→ **RECORDED INFORMATION**

PR #190, opened 2016-05-24
Fixes #189 - Improve Consul TTL Check management

### LINKED ISSUE #189: Check TTL - Consul log missed TTL, is now critical
I experienced frequent consul log like that after reducing ttlValue param to 15s 
`2016/05/19 18:30:29 [WARN] agent: Check 'service:test-service-8090' missed TTL, is now critical`

After some code review and experimentation I see that we have the same behavior with default parameters (ttlValue = 30sec).
There is 3 parameters that are involved
* spring.cloud.consul.discovery.heartbeat.**ttlValue** _(default 30s)_ : Used to register TTL check on consul
* spring.cloud.consul.discovery.heartbeat.**intervalRatio** _(default 2.0 / 3.0)_ : Used to evalutate a rate at which we will send a ping to Consul
* spring.cloud.consul.discovery.heartbeat.**fixedRate** _(default 15s)_ : Used by [TtlScheduler](../blob/master/spring-cloud-consul-discovery/src/main/java/org/springframework/cloud/consul/discovery/TtlScheduler.java) to check if we have to send a ping to Consul.

So if we put this all together (by default)
|-**t 0s** Our service is registered with a TTL and Consul wait a ping for 30s
|-**t 15s** TtlScheduler awake and check if heartbeat interval is past due (30 * 2 / 3 ~= 20sec) => **No PING**
|-**t 30s** Consul detect that our service TTL expire and log : **[WARN] agent:.... missed TTL, is now critical**
|-**t 30s** TtlScheduler awake and check if heartbeat interval is past due (and it is by 10sec) => **Send a PING**
|-**t 30s** Consul acknowledge our ping and log : **[INFO] agent: Synced check ...**
...etc.

This can only work if 
**fixedRate** > (**ttlValue** * **intervalRatio**) => ex : 21s with default values
OR
**fixedRate** <  (**ttlValue** * **intervalRatio** / **2**) => ex : 9s with default values

Maybe we could first set **fixedRate** to 21s by default and log a warning if fixedRate doesn't match **ttlValue** **intervalRatio** requirement.

A cleaner solution is to find a way to set **fixedRate** dynamically or to a very low value (1sec?) to avoid these side effect.

stephaneLeroy:
Remove spring.cloud.consul.discovery.heartbeat.fixedRate property and use a TaskScheduler (with FixedRateTrigger) to send Consul checks

### DIFF
--- a/spring-cloud-consul-discovery/src/main/java/org/springframework/cloud/consul/discovery/TtlScheduler.java
+++ b/spring-cloud-consul-discovery/src/main/java/org/springframework/cloud/consul/discovery/TtlScheduler.java
@@ -17,24 +17,31 @@
 package org.springframework.cloud.consul.discovery;
 
 import java.util.Map;
-import java.util.concurrent.ConcurrentHashMap;
+import java.util.concurrent.*;
 
 import lombok.extern.slf4j.Slf4j;
 
 import org.joda.time.DateTime;
+import org.springframework.core.task.TaskExecutor;
+import org.springframework.scheduling.TaskScheduler;
 import org.springframework.scheduling.annotation.Scheduled;
 
 import com.ecwid.consul.v1.ConsulClient;
 import com.ecwid.consul.v1.agent.model.NewService;
+import org.springframework.scheduling.concurrent.ConcurrentTaskScheduler;
+import org.springframework.scheduling.config.Task;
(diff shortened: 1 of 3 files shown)


spencergibb:
Merged with some polish via cf998fffae4f3b90cd0209f0383efc29a9b0a25e

PR #193, opened 2016-06-01
Fix example segment of code

imduffy15:
The discovery client example code attempts to call a `getInstances` function on a non existing client, this should be `discoveryClient`


spencergibb:

imduffy15:
Just after doing so.

PR #195, opened 2016-06-07
Added support for customized configuration of the Management Port

aantono:
Added support for customized configuration of the Management Port. (useful when running separate mgmt context inside docker, with 2 port mappings)

(Contribution Agreement has been signed)

### DIFF
--- a/.gitignore
+++ b/.gitignore
@@ -10,6 +10,7 @@ target/
 _site/
 .idea
 *.iml
+*.ipr
 .factorypath
 *.swp
 /consul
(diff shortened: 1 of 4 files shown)


spencergibb:
In all my tests setting `management.port` is sufficient. Are you seeing otherwise?

aantono:
Setting `management.port` will actually make the Servlet Container Context Connector run on that port.  Which does not always match to the Docker port exposing map, when the app is running as a docker container.

For example, all our apps are deployed as Docker containers, so inside Docker container, the app service is running on port `8080` and the `management.port` is configured to be `8081`.  When ECS or Mesos launches the container, the external host mappings are never `8080` and `8081`, but are randomly selected ports.  We then internally in Docker launch the app with setting env variables to `SPRING_CLOUD_CONSUL_DISCOVERY_HOST`, `SPRING_CLOUD_CONSUL_DISCOVERY_PORT` and would like the ability to be able to configure what the management port should be when registered to Consul (since it is different than what it is inside the container).  So having `SPRING_CLOUD_CONSUL_DISCOVERY_MANAGEMENT_PORT` property would solve this problem.

Let me know if that makes sense, hopefully I've explained it coherently. ;)

spencergibb:
Closed with a little polish via 0fe6039cac5bdb8489f646ed9944e68f2fb6be37

Issue #210, opened 2016-08-18
Adds ability to deregister a service based on critical check state longer than a timeout


panga:
Based on this PR (https://github.com/hashicorp/consul/pull/2276) that will be released with Consul 7.0, please provide property to define and deregister zombie services automatically.

spencergibb:
That property will need to be added the consul library we use https://github.com/Ecwid/consul-api/issues

dwelch2344:
Was just about to file an issue about adding support for this. Will open an issue there and submit a PR, then follow up here. 

Assuming the property is there, where would be the best place to make it configurable? I'd imagine a property from `application.yml` would be desirable, no? 

Happy to contribute on this

spencergibb:
The issue is already there https://github.com/Ecwid/consul-api/issues/64.  I would assume the property would go in [`ConsulDiscoveryProperties`](https://github.com/spring-cloud/spring-cloud-consul/blob/master/spring-cloud-consul-discovery/src/main/java/org/springframework/cloud/consul/discovery/ConsulDiscoveryProperties.java)

spencergibb:
Ping @dwelch2344

PR #239, opened 2016-10-25
Adds property to deregister services in critical longer than timeout

donnabelldmello:
This PR adds a config property `healthCheckCriticalTimeout` which enables deregistering services that are in critical for longer than timeout. I have updated the consul API version to `1.2.1`.
(Refer to #210 for more information)

Thanks,
Donnabell

### DIFF
--- a/spring-cloud-consul-discovery/src/main/java/org/springframework/cloud/consul/discovery/ConsulDiscoveryProperties.java
+++ b/spring-cloud-consul-discovery/src/main/java/org/springframework/cloud/consul/discovery/ConsulDiscoveryProperties.java
@@ -1,5 +1,5 @@
 /*
- * Copyright 2013-2015 the original author or authors.
+ * Copyright 2013-2016 the original author or authors.
  *
  * Licensed under the Apache License, Version 2.0 (the "License");
  * you may not use this file except in compliance with the License.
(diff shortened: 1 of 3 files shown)


spring-cloud-consul-discovery/src/main/java/org/springframework/cloud/consul/discovery/ConsulLifecycle.java
```diff
@@ -136,6 +137,7 @@ protected void register() {
 		}
 		check.setInterval(properties.getHealthCheckInterval());
 		check.setTimeout(properties.getHealthCheckTimeout());
+		check.setDeregisterCriticalServiceAfter(properties.getHealthCheckCriticalTimeout());
```
spencergibb: Should only set of not empty (since there is no default).

spring-cloud-consul-discovery/src/main/java/org/springframework/cloud/consul/discovery/ConsulDiscoveryProperties.java
```diff
@@ -70,6 +71,9 @@
 	/** Timeout for health check (e.g. 10s) */
 	private String healthCheckTimeout;
 
+	/** Timeout to deregister services critical for longer than timeout. */
```
spencergibb: Provide a format example like healthCheckTimeout above.

spencergibb:
ping @donnabelldmello on changes. Also needs to be rebased.

spencergibb:
Closed with some polish and test via 93948854012712aaee79e9330290274fa0d3aea7

PR #277, opened 2017-02-03
remove unnecessary reference to outer class

kamilszymanski:


spencergibb:
How about a test that shows invalid properties throwing an error?

kamilszymanski:
This PR was a false start since validation (within bootstrap context) happens faster than I thought and therefore removing Spring Boot 1.5 warning messages about missing validation for validation constraints should probably be handled in other place (module).

All that's left from this false start is a simple polishing of inner class references.

Issue #231, opened 2016-09-30
ConfigWatch does not pick up newly put config files in FILES mode


jfiedler:
Once I fixed #229 I ran into another inconsistency with ConfigWatch. The problem is that the internal Consul index handling in ConfigWatch prevents a newly stored config file to lead to a refresh event. Only an additional change to the config file is being picked up correctly.

Steps to repeat:
- Start server ind 'dev' profile with 'application.yml' file in Consul K/V store
- Put a new 'application-dev.yml' file in Consul (settings for server running dev profile)
  -> No refresh event (even though there are new settings that require a refresh)
- Change the 'application-dev.yml' config file that you just put there
  -> Refresh event is being fired

The root cause IMHO here is that ConfigWatch does not distinguish between the case that Consul has not been called yet (i.e. at startup time) and the case that a certain context path returned a 404 (because there was no file). The transition from 'I know there was no file' to 'there now is a file where there previously was none' should lead to a refresh event.

This problem is not specific for FILES config format. It should also be a problem for the other modes. However, in those modes the watch looks at the directory which is typically there (with new properties being added below that). For FILES mode, it is much more frequent that a newly watched element is being added.

spencergibb:
It's an interesting quandry, the 404/empty check was added to reduce churn (ie too many refreshes that weren't part related). Suggestions?

jfiedler:
I think that the whole watch handling in kind of odd in case of FILES mode. In an ideal world, you would only generate one refresh event if **any** of the watched context path changes. If I am not mistaken it would currently send one refresh per changed file (which is also churn). 'Any' context path above should include those where Consul does not have a file. This is necessary since deleting a file in Consul is also a config change. 

My suggestion therefore is to have a loop over the context paths and hash them along with the Consul index returned for them (assuming 0 in case of HTTP 404). The state of the watch would be this hash (not the individual Consul index numbers). If the hash is different after the loop you would issue a refresh.

I was planning to try this out with tests etc locally but did not have time to get to it. Therefore no new pull request yet ... :-(

dahamr:
Sorry, I missed this scenario in my PR to reduce churn. We are running into this as well. Our situation is because many services have no configuration in consul initially. Adding the consul folder and item does not produce a refresh event the first time. The second update does.

As for suggestions, I've been testing seeding the consulIndex with a value other than -1L to indicate ConfigWatch has been called at least once. The initial test worked but I'll try to be more thorough this time.

[...]

PR #296, opened 2017-04-10
ConfigWatch not issuing refreshEvent on new context

dahamr:
The refreshEvent() is not sent when the context is created after
the service has started. This is a simple change to indicate
that watchConfigKeyValues() has been called once even if the
context doesn't exist.

intended to fix gh-231


spencergibb:
From https://github.com/spring-cloud/spring-cloud-consul/issues/231#issuecomment-293014725

Added the simplest PR I could come up with. The intent is to support these scenarios now:
- first time call on an existing context, don't send refreshEvent() because its too early
- any call on a missing context should not call refreshEvent()
- if context is added after startup, call refreshEvent()
- Otherwise, if index changes, call refreshEvent()

Since release is soon, I was hoping to give you something in time so I don't have to come up with an alternative solution in house.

→ **THE TASK**
All lines above holding the word "frequent" make up the answer; copy each one.

→ **ANSWER TO THIS PROBLEM**
I experienced frequent consul log like that after reducing ttlValue param to 15s 
This problem is not specific for FILES config format. It should also be a problem for the other modes. However, in those modes the watch looks at the directory which is typically there (with new properties being added below that). For FILES mode, it is much more frequent that a newly watched element is being added.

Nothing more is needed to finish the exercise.